##### MATERIAL PROVIDED

PR #1608, opened 2021-05-29
Count only the parameters in the parameter set

### LINKED ISSUE #1600: Incorrect number of parameters when generating parameter sets
## Describe the bug
Porter is showing the TOTAL number of parameters in the bundle, including porter specific parameters which are not included in the parameter set.

## To Reproduce
Run porter parameters generate for any bundle. Note that it shows a number one higher than the number of parameters defined in porter.yaml because it is counting PORTER_DEBUG.

## Expected behavior
It should show the number of parameters defined in porter.yaml.

## Porter Command and Output
```
$ porter parameters generate hello-llama -r getporter/hello-llama:v0.1.0
Generating new parameter set hello-llama from bundle hello-llama
==> 2 parameters declared for bundle hello-llama
```

## Version
porter v0.38.1-32-gb76f5c1c (b76f5c1c)

### How to Fix
* Create your fix based on the **v1** branch. When you submit your PR, set the destination to the **v1** branch.
* This is the incorrect line of code. We should loop over the parameters in the bundle and count only parameters that are not internal. You can use this function [IsInternal](https://github.com/getporter/porter/blob/784d61cf283bbd5b9c05a42ea718d3d042803305/pkg/parameters/parameters.go#L55) to know if it should be counted or not.

    https://github.com/getporter/porter/blob/784d61cf283bbd5b9c05a42ea718d3d042803305/pkg/porter/parameters.go#L132

The output from this command is hard to unit test, since it is interactive, so testing manually is fine. You can run the command in the bug report to verify the fix is working.

divbhasin:
Signed-off-by: div_bhasin <divbest99@gmail.com>

# What does this change
When using `porter parameters generate...`, we see only the number of parameters in the parameter set being generated now. Look at the "Porter Command and Output" screenshot in #1600 to see what was wrong before. For the same command, we now get:

Screen Shot 2021-05-29 at 9 44 49 AM

# What issue does it fix
Closes #1600 

# Notes for the reviewer
For the "1 parameters declared for bundle..." in the above screenshot, should I change the "parameters" to "parameter(s)" to account for the above case where we might only have 1 parameter in the parameter set? Alternatively, we could also do a switch/if statement to be more precise.

# Checklist
- [ ] Unit Tests
- [ ] Documentation
- [ ] Schema (porter.yaml)

### DIFF
--- a/pkg/cnab/config-adapter/testdata/porter-with-maintainers.yaml
+++ b/pkg/cnab/config-adapter/testdata/porter-with-maintainers.yaml
@@ -25,8 +25,9 @@ credentials:
       - uninstall
 
 dependencies:
-  - name: mysql
-    reference: "getporter/azure-mysql:5.7"
+  requires:
+    - name: mysql
+      reference: "getporter/azure-mysql:5.7"
     
 mixins:
 - exec
--- a/pkg/porter/parameters.go
+++ b/pkg/porter/parameters.go
@@ -129,7 +129,15 @@ func (p *Porter) GenerateParameters(opts ParameterOptions) error {
 		Bundle: bundle,
 	}
 	fmt.Fprintf(p.Out, "Generating new parameter set %s from bundle %s\n", genOpts.Name, bundle.Name)
-	fmt.Fprintf(p.Out, "==> %d parameters declared for bundle %s\n", len(bundle.Parameters), bundle.Name)
+	numInternalParams := 0
+
+	for name := range bundle.Parameters {
+		if parameters.IsInternal(name, bundle) {
+			numInternalParams += 1
+		}
+	}
+
+	fmt.Fprintf(p.Out, "==> %d parameters declared for bundle %s\n", numInternalParams, bundle.Name)
 
 	pset, err := genOpts.GenerateParameters()
 	if err != nil {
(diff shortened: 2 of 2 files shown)


pkg/cnab/config-adapter/testdata/porter-with-maintainers.yaml
```diff
@@ -25,8 +25,9 @@ credentials:
       - uninstall
 
 dependencies:
-  - name: mysql
-    reference: "getporter/azure-mysql:5.7"
+  requires:
```
divbhasin, line 28: This change is unrelated to the PR. Without it, the "TestManifestConverter_generatedMaintainers" was failing.

carolynvs (approved):
Thank you for fixing this, and also the bonus patch for our main build being broken! 💯

carolynvs:
Sorry I forgot to respond to your question about "parameter(s)". Yes, if you would like to submit a PR to change it to "parameter(s)" that would be great.

Also congrats on your first pull request to Porter! 🎉  We like to thank our contributors by having them add their name to our [contributors.md](https://github.com/getporter/porter/blob/main/CONTRIBUTORS.md) file at the root of the repository. You are welcome to add your name to the file anytime.

PR #1611, opened 2021-06-02
Bump cnab-go to v0.20.0

carolynvs:
Big bump energy

* jsonschema-lock is finally merged and we can get rid of our fork
* Allow numbers in bundle.json again
* Add support for params of type array
* Add ValidateSchema function
* Add output validation
* Validate parameter defaults
* Validate param regardless of if override or default
* Fix retrieval of outputs when characters in the result id are in the
output name
* Add support for params of object type in ConvertValue (#251)
* Use alternate canonical json library
* Bump docker libraries to newer version

### DIFF
--- a/pkg/cnab/provider/testdata/bundle-with-param-sources.json
+++ b/pkg/cnab/provider/testdata/bundle-with-param-sources.json
@@ -99,7 +99,8 @@
   },
   "definitions": {
     "connstr": {
-      "type": "string"
+      "type": "string",
+      "default": ""
     },
     "foo": {
       "type": "string",
--- a/go.mod
+++ b/go.mod
@@ -3,11 +3,6 @@ module get.porter.sh/porter
 go 1.16
 
 replace (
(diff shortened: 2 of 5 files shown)


vdice:
🎉 So excited!

We need to update or remove the dep override [here](https://github.com/getporter/porter/blob/main/go.mod#L9) right?

carolynvs:
Oops, it would have helped if all my changes were pushed. I've squashed and force pushed.

pkg/cnab/provider/testdata/bundle-with-param-sources.json
```diff
@@ -99,7 +99,8 @@
   },
   "definitions": {
     "connstr": {
-      "type": "string"
+      "type": "string",
```
carolynvs, line 102: Now that you validate default values, the test started failing because this didn't have a default.

vdice (approved):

##########

| AIM OF THE TASK |
Reproduce each line of the entries above from the one containing "Oops, it would" through the last, exactly, and no other line.

| TASK OUTPUT |
Oops, it would have helped if all my changes were pushed. I've squashed and force pushed.

pkg/cnab/provider/testdata/bundle-with-param-sources.json
```diff
@@ -99,7 +99,8 @@
   },
   "definitions": {
     "connstr": {
-      "type": "string"
+      "type": "string",
```
carolynvs, line 102: Now that you validate default values, the test started failing because this didn't have a default.

vdice (approved):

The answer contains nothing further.